The Vine, The Rat, and Why I don’t Trust Chat(GPT)
The vine
Last week a dead rat showed up in the vine that hangs on one of my patio walls. The vine was overgrown onto our patio and measured roughly 12 by 6 feet. After disposing of the rat, I decided to do some maintenance on the vine, to stop it from overhanging onto our patio. One snip turned into two, two turned into ten, and before I registered what happened, the vine was destroyed.
I immediately felt terrible. I didn’t mean to remove the vine, and I was scared that my landlord would fine me for destroying it. I had ruined something that had been on the balcony for at least ten years, longer than I was a resident. However, it was widely overgrown, full of spiders, and a rat had nested in it.
I opened ChatGPT to see what it thought of the situation.
ChatGPT sided with me, reassuring and validating my actions. I felt much better until I realized that ChatGPT was biased towards me. I wondered: had my landlord typed in “my tenant just hacked apart a decade-old vine on the balcony, am I right to be furious?” would the model have nodded along with her too?
The problem
AI has a judgment problem. In the example above, the reasoning model within ChatGPT isn’t reasoning about the vine and the actions I took, it’s reasoning about the actions I took. The context window isn’t about the situation, but instead about my version of the situation, with all the data about who I am as a person.
It’s okay, and advantageous, for my context window to be about me when I debug code or am diving deep on a new concept. I want the LLM to know about who I am and how I learn best. However, this context becomes a problem when I’m looking for the objective truth and asking the LLM to judge something that I’ve done.
Solutions
Models are supposed to solve this problem using post-training data through either human judgment from labor labs (Mercor, Surge) or verifiable environments that create data through simulations for AI labs (Fleet, Mechanize).
Human labor labs are expensive to scale, not defensible against other startups, and are not defensible against AGI. However, they are highly defensible against the labs due to their network effects, their business model and product are largely proven to provide unique human judgement, and they provide economic relief to those who believe AGI will take white-collar jobs.

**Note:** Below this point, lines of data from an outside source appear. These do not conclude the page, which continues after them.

Issue #467, opened 2022-07-19
Move the CI to GHA


Demonsthere:
### Preflight checklist

- [X] I could not find a solution in the existing issues, docs, nor discussions.
- [X] I agree to follow this project's [Code of Conduct](https://github.com/ory/k8s/blob/master/CODE_OF_CONDUCT.md).
- [X] I have read and am following this repository's [Contribution Guidelines](https://github.com/ory/k8s/blob/master/CONTRIBUTING.md).
- [ ] This issue affects my [Ory Cloud](https://www.ory.sh/) project.
- [ ] I have joined the [Ory Community Slack](https://slack.ory.sh).
- [ ] I am signed up to the [Ory Security Patch Newsletter](https://ory.us10.list-manage.com/subscribe?u=ffb1a878e4ec6c0ed312a3480&id=f605a41b53).

### Describe your problem

Currently most of the Ory repositories are using GithubActions for CI and release procedures. This repo has not yet been migrated

### Describe your ideal solution

- All pipeline functionalities are migrated to GHA
- Each chart has its own pipeline for testing/upgrading/releasing
- Path filtering is used to only run required actions
- Deprecated elements (like kind) are upgraded or replaced with alternatives (like k3d)

### Workarounds or alternatives

no

### Version

yes

Demonsthere:
Followups:
- [ ] Add secrets to GHA
- [ ] Make a release with the new CI
- [ ] Restore upgrade tests
- [ ] Run CI on changes in the `hack/values.yaml` files
- [ ] Run CI on changes to the CI definitions

PR #472, opened 2022-07-21
ci: migrate to github action (#467)

AlexandreBrg:
#467 

## Checklist

- [ ] I have read the [contributing guidelines](../blob/master/CONTRIBUTING.md) and signed the CLA.

## Further comments

I'm using matrix here, as I think it's the best fit for this context & it will easily upgrade when new charts will appear in the repository

- You can find a fully working pipeline with several helm charts update & the push/pr context [here](https://github.com/AlexandreBrg/k8s/actions/runs/2711634085)

- In case of release, the previous pipeline runs and then run the release job, you can find it [here](https://github.com/AlexandreBrg/k8s/actions/runs/2711666502). It creates a commit & push new documentation 

**CircleCI won't pass because there is no `config.yaml` file 🤡**


.github/workflows/ci.yml
```diff
@@ -0,0 +1,155 @@
...
+        run: |
+           updated_charts=$(echo "$FILTER_OUTPUT" | jq -r 'to_entries | map(select((.key | endswith("-helm")) and .value == "true")) | map(.key)')
+           updated_charts=$(echo "$updated_charts" | sed "s/-helm//g")
+
+           if [[ "$updated_charts" == "[]" ]]; then 
+            echo ::set-output name=no_changes::"true"
+           fi
+           echo ::set-output name=matrix::{\"chart\":$(echo $updated_charts)}\"
+           
+           echo "Charts array to run CI on: $updated_charts"
```
AlexandreBrg, line 64: We generate dynamically matrix of jobs for each helm charts updated, this step forge output of `dorny/paths-filter` into something GitHub action matrix can take.

.github/workflows/ci.yml
```diff
@@ -0,0 +1,155 @@
...
+  
+  check:
+    name: Check Helm Chart '${{ matrix.chart }}'
+    if: ${{ needs.detect-repo-changes.outputs.no-changes != 'true' }}
```
AlexandreBrg, line 68: This line prevents crashes when none helm chart has been updated. It also prevents release to run when no chart updated

.github/workflows/ci.yml
```diff
@@ -0,0 +1,155 @@
...
+
+           if [[ "$updated_charts" == "[]" ]]; then 
+            echo ::set-output name=no_changes::"true"
+           fi
+           echo ::set-output name=matrix::{\"chart\":$(echo $updated_charts)}\"
+           
+           echo "Charts array to run CI on: $updated_charts"
+  
+  check:
+    name: Check Helm Chart '${{ matrix.chart }}'
```
AlexandreBrg, line 67: Either check && upgrade will be a matrix of all helm charts changed in a PR / commit. We can also tell the difference between each job of the matrix thanks to the variable in the name

.github/workflows/ci.yml
```diff
@@ -0,0 +1,155 @@
...
+  #     - name: Checkout
+  #       uses: actions/checkout@v2
+  #     - name: Install k3d 
+  #       run: |
+  #         export PATH=".bin:$PATH"
+  #         curl -s https://raw.githubusercontent.com/k3d-io/k3d/v5.4.4/install.sh | USE_SUDO="false" K3D_INSTALL_DIR=".bin" bash
+  #     - name: Test upgrade for helm chart 
+  #       run: make helm-upgrade
+  #   strategy:
+  #     matrix: ${{ fromJson(needs.detect-repo-changes.outputs.helms-changed) }}
```
AlexandreBrg, line 103: I have put in comment this part, as we cannot make it work right now as there are breaking changes on scripts & helm values for CI. Here what it would do if we run it right now:

```
- Pipeline runs, generate test-upgrade matrix of jobs
- Each test-upgrade jobs tries to fetch script /hacks/values/${HELM_CHART} from the previous version of the chart. <-- At this point it fails because /hacks doesn't exist 
```

This is due to a move of helm CI values and scripts into folder `/hacks`. We will be able to uncomment this job after the next release of charts

.github/workflows/ci.yml
```diff
@@ -0,0 +1,155 @@
...
+        run: make release
+      - name: Push commit for release 
+        run: |
+          git config --global user.email "aeneas@ory.sh"
+          git config --global user.name "aeneasr"
+          git checkout -b make-release HEAD
+          git add -A 
+          git commit -a -m "Release ${RELEASE_VERSION}
+          
+          [skip ci]"
```
AlexandreBrg, line 153: [`[skip-ci]`](https://github.blog/changelog/2021-02-08-github-actions-skip-pull-request-and-push-workflows-with-skip-ci/) prevent having a loop of CI runs :D

.github/workflows/ci.yml
AlexandreBrg: The drawback from it, is at if you don't update any chart you would end up with jobs name unparsed:

image

.github/workflows/ci.yml
```diff
@@ -0,0 +1,155 @@
...
+  #     - name: Test upgrade for helm chart 
+  #       run: make helm-upgrade
+  #   strategy:
+  #     matrix: ${{ fromJson(needs.detect-repo-changes.outputs.helms-changed) }}
+ 
+  test-install:
+    name: Install Helm Chart '${{ matrix.chart }}'
+    if: ${{ needs.detect-repo-changes.outputs.no-changes != 'true' }}
+    needs: [check, detect-repo-changes, dependencies]
+    runs-on: ubuntu-20.04
```
Demonsthere, line 109: Could we specify the image version as a global env, so that we could upgrade/modify it only in 1 place instead?

.github/workflows/ci.yml
```diff
@@ -0,0 +1,155 @@
...
+    # needs: [test-install, test-upgrade]
+    needs: [test-install]
+    runs-on: ubuntu-20.04
+    steps:
+      - name: Checkout
+        uses: actions/checkout@v2
+      - name: Define current tag version
+        run: echo "RELEASE_VERSION=${GITHUB_REF#refs/*/}" >> $GITHUB_ENV
+
+      - name: Generate documentation
```
Demonsthere, line 136: We'd like docs to be generated not on release, but on post push to the master branch ;)

Demonsthere (changes requested):
Great first version! Leaving some small comments :)

.github/workflows/ci.yml
AlexandreBrg: We can indeed have a dummy entry in the array, but it also means that the job must do nothing when the input chart is this dummy value.

About your alternative solution, it isn't working in `jobs.name`, sadly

On the other hand, these simulation companies are defensible vs. competitors by being able to specialize in certain areas in generating infinite numbers of scenarios, have a low cost of labor and scalable economics, and are aligned with AGI trends. However, they are not defensible vs. the major labs, they are not proven to fully work as a product, and they do not have real-world signal.
Exploration
Below I built a prototype for JudgeGPT. Imagine a world where there was a community similar to r/AmITheAsshole where people post scenarios and people voted who was in the wrong. You could get a distribution of what the consensus of the world thinks, and directly stack rank the models. You could have a leaderboard of models, and the ability to train the models on human data.
Reddit’s moat
Reddit has a moat and can complement both the human labor labs and the simulation labs, regardless of whether AGI is created in the future. Reddit is able to offer a real-time pulse on what the country, and world, is thinking on any issue, at almost any given moment.
Revisiting the table shared above, Reddit satisfies every benchmark. They are defensible, proven, and scaled because of their community. In addition to every criteria already listed, they also have access to the real-time pulse on the country.
Some threads, like r/AmITheAsshole, are the most obvious training grounds for AI. With simple summarization they can become direct training grounds — an exact comparison between answers and what models think. However, a less obvious pulse would be looking across threads based on news sources. When controversy happens within the news, Reddit can scan across subreddits, aggregating data and understanding how people are feeling.